Ein einzigartiges Angebot bietet seit fünf Jahren die Kanzlei Mayer Brown. Berufseinsteiger können hier jährlich bis zu 50 Urlaubstage gegen entsprechende Gehaltsanpassungen vereinbaren. Die Kanzlei Osborne Clark hat im letzten Jahr das Angebot eines einmonatigen Sabbaticals für Senior Associates im 5. Berufsjahr eingeführt (wir berichteten).
Jüngst führte die Kanzlei McDermott Will & Emery an ihrem Düsseldorfer Kanzleisitz ein Modell mit 35 Wochenstunden bei reduzierten Bezügen ein. Um bei diesem Modell keinen Qualitätsverlust zu erleiden und diese Anwälte in die normalen Arbeitsabläufe einbinden zu können, sollen die Anwälte in einer Art Schichtbetrieb an ihren Mandanten arbeiten und die Teams vergrößert werden.
Die Kanzlei Beiten Burkhardt hat Ende letzten Jahres auf der Herbstversammlung beschlossen, die Equity-Partnerschaft für die Teilzeit zu öffnen.

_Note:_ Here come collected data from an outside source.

PR #2782, opened 2016-12-05
Tech Stack Section(first section)

1c7:


1c7:
I think first section would be an appropriate place, what you think?

rap1ds:
Thanks!

1c7:
@rap1ds  You are welcome!

PR #2784, opened 2016-12-05
Listing availability management Redux store and actions

kpuputti:
This PR adds the Redux setup for the listing availability management UI.

The store structure copied from the code:

```js
const initialState = new Map({
  isOpen: true,
  visibleMonth: moment().startOf('month'),

  // List of days that buyers have reserved. These cannot be blocked.
  reservedDays: new List(),

  // List of days that are blocked and save to the API.
  blockedDays: new List(),

  // List of changes with `action` (String) and `day` (moment
  // instance) keys. Whenever the user blocks/allows a day, a change
  // is added to this list. The actual changes for the UI and the API
  // are calculated by going through this list to see the final values
  // for each day and comparing those to the blocked days above.
  changes: new List(),
});
```

Each change the user makes to the blocked days is collected to the `changes` list in the store. The derived state of the store or the changes to be sent to the API are then calculated from this change list. This also enables implementing undo functionality quite easily in the future, but that is not a requirement here.

This PR also adds the URL hash handling to toggle the store `isOpen` flag.

The rest of the actions are implemented in later PRs.


Gnito:
To continue a bit about what you were discussing with Mikko:
one way to keep record of single Day record is to see it as an undoable state.

Which is to say there's history of states
http://redux.js.org/docs/recipes/ImplementingUndoHistory.html#first-attempt-writing-a-reducer
There's also lots of ready made solutions (e.g. https://github.com/omnidan/redux-undo )

client/app/reducers/ManageAvailabilityReducer.js
```diff
@@ -1,5 +1,67 @@
...
+      state.get('daysToAllow').size > 0 ||
+      state.get('daysToBlock').size > 0;
+
+const sameDayAs = (day1) => (day2) => isSameDay(day1, day2);
+
+const withDay = (days, day) => days.push(day);
+
+const withoutDay = (days, day) => days.filterNot(sameDayAs(day));
+
+const allowDay = (state, day) =>
```
rap1ds: One idea would be to have one list for all block and allow actions, and then use a `reduce` function (`reduce` as in functional programming `reduce`, not necessarily as Redux `reducer`).

Example (in pseudo-code that resembles JavaScript but probably doesn't work):

```
events = [];
events.push({action: "block", value: 1}) // => [{action: "block", value: 1}]
events.push({action: "block", value: 2}) // => [{action: "block", value: 1}, {action: "block", value: 2}]
events.push({action: "allow", value: 1}) // => [{action: "block", value: 1}, {action: "block", value: 2}, {action: "allow", value: 1}]
```

Now, to calculate the changes, you could do something like:

```
changes = events.reduce(function(all_changes, event) {
  // Implementation omitted
  //
  // One wacky idea how to implement this: 
  // Map "blocks" to `-1`, "allows" to "1", then `sum` them and filter all zeros :)
}, [])

console.log(changes) // => [{action: "block", value: 2}]
```

To calculate the current view:

```
newReservedDays = blockedDays + changes
```

client/app/reducers/ManageAvailabilityReducer.js
```diff
@@ -1,5 +1,135 @@
...
+export const hasChanges = (state) =>
+  compressedChanges(state).size > 0;
+
+// Calculate currently blocked days from the fetched ones and the
+// unsaved changes.
+export const blockedDays = (state) => {
+  const changes = compressedChanges(state);
+
+  // Collect lists of day instances for allows and blocks
+  const splitChanges = changes.reduce((result, c) => {
```
rap1ds: This looks like `groupBy`. https://facebook.github.io/immutable-js/docs/#/List/groupBy

No need to change though.

client/app/reducers/ManageAvailabilityReducer.js
```diff
@@ -1,5 +1,135 @@
...
-  return state;
-}
+const initialState = new Map({
+  isOpen: true,
+  visibleMonth: moment().startOf('month'),
+
+  // List of days that buyers have reserved. These cannot be blocked.
+  reservedDays: new List(),
+
+  // List of days that are blocked and save to the API.
```
rap1ds: s/save/saved ?

client/app/reducers/ManageAvailabilityReducer.js
kpuputti: Ah, now I remember why I didn't use `groupBy`: you'd need another iteration to "pluck" only the days from the change instances.

PR #2796, opened 2016-12-09
ManageAvailability: render link for styleguide

Gnito:


client/app/components/sections/ManageAvailability/ManageAvailability.js
```diff
@@ -45,13 +45,17 @@ class ManageAvailability extends Component {
       this.setState({ renderCalendar: true }); // eslint-disable-line react/no-set-state
     }, CALENDAR_RENDERING_TIMEOUT);
 
-    document.getElementById(this.props.availability_link_id)
-      .addEventListener('click', this.clickHandler);
+    if (this.props.availability_link_id) {
+      document.getElementById(this.props.availability_link_id)
+        .addEventListener('click', this.clickHandler);
+    }
```
kpuputti: Could the DOM element be passed instead of the id?

That way the ManageAvailabilityApp component could do the DOM querying and this component could only attach the event listeners if the given element is truthy.

Gnito: I'll change

PR #2799, opened 2016-12-09
Adding FlashNotifications for ManageAvailability component

Gnito:
After this PR, you can send user alerts like
```
this.props.actions.addFlashNotification('error', 'Something bad happened!')
this.props.actions.addFlashNotification('warning', 'Something bad happened, but don't worry!')
this.props.actions.addFlashNotification('notice', 'New blocked dates have been saved!')
```
(In ManageAvailability.js)


lyyder:
LGTM!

Damit will die Kanzlei den verschiedensten Lebensmodellen Rechnung tragen und einen wichtigen Beitrag zur Work-Life-Balance leisten.

Auch wenn die Entwicklungen bei Beiten Burkhardt und McDermott Will & Emery zeigen, dass auch im juristischen Arbeitsfeld ein Wandel zu mehr Flexibilität und Individualität möglich ist, bleibt abzuwarten, ob sich weitere Kanzleien anschließen werden und ein klarer Trend erkennbar wird.

Gewissheit besteht hingegen darin, dass der Kampf um die besten Nachwuchskräfte bei sinkenden Absolventenzahlen und umfangreichen Neueinstellungen im Staatsdienst weiter zunehmen wird und sich juristische Arbeitgeber den Wünschen der Arbeitnehmer nicht vollends verschließen können.